Dr. Al Dirschberger is an educator and former community leader. A government investigation led to his imprisonment. He shares insights from inside.
How did everything that was so good turn so wrong? So quickly? Have I not been humbled? Have I not already paid a huge price for my mistake? Why were things going from bad to worse? Why was I getting kicked while I was already down? How much more of this can I take? What does my future look like?
Those were the questions running through my mind as I sat in the courtroom after hearing the jury foreman read the verdict of guilty and then being sentenced to five years of incarceration. Words I thought I would never hear. How could they proclaim me guilty of something I did not do? Yes, I made a moral and ethical mistake, but criminal, no way.
It is hard to express orally or in writing the range of emotions I experienced in a twenty-four hour span of time after hearing words you thought you would never hear. Words that would incarcerate me for five years, sixty months, a total of one thousand seven hundred and twenty five days. I felt emotions that I never had a grasp on or allowed myself to experience.
Being an analytical, bottom line, get-to-the-point person, I kept emotions out of my decision making process. I did not cry or express my emotions so easily. I kept things locked up in a safe place, using facts to masks decisions, protecting myself from feelings. I could not understand what was happening to me physically or emotionally. Tears, loss of appetite, physical tremors, inability to sleep, lack of concentration had overtaken my sense of being. I was not in control of my feelings, my life, my future. For a person who thrived on being in control of their own destiny, I could not grasp what was happening to me or how to fix it.
My story is no different than many others who have fallen on hard times and cannot seem to get their lives back on track. Loss of job, divorce, health crisis, incarceration or some major obstacle. Basically any failure in life that hinders our ability to move forward brings on a fear that our best days are behind us and we lack the insight to forge a path forward.
Success is a path of choices — choices we make everyday toward goals rooted in our beliefs. Therefore, failure is the inability to clearly adhere to those beliefs and succumb to negativity that drags us down like quick sand. To ruminate on the negativities of the past or focus on the possible positive future outcomes is a choice. A choices of living happily into the future or a choice of living with pain, sorrow and complaints.
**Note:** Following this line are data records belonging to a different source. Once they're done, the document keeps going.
PR #1381, opened 2021-12-01
Refactor(eos_designs): Network-services templates to use lists internally

ClausHolbechArista:
## Change Summary

Refactor eos_designs Network Services to improve performance by converting dictionaries to lists of dictionaries

## Related Issue(s)

Fixes #<ISSUE ID>

## Component(s) name

`arista.avd.eos_designs`

## Proposed changes

- Introduce new filter plugin to convert_dict_to_list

Whether you fail or succeed is primarily determined by choices you incorporate into your belief system. Beliefs used to forge a path of thinking and operating to be successful. Success that can only be defined by the individual. As the old saying goes, “one man’s house is another man’s castle.” Only the individuals can determine what castle they live in.
The answer starts with understanding that when life throws a curve ball, you must face your biggest fears and not run from them. Lives are not defined by a single event, they are defined by a lifetime of single events that paint a vivid picture of who we truly are as an individual. All that matters is not those few negative events but how we faced them and the responses that affected the future in a positive manner. How we demonstrate a wiilingness to be humbled, a willingness to learn, a willingness to change and a willingness to persevere.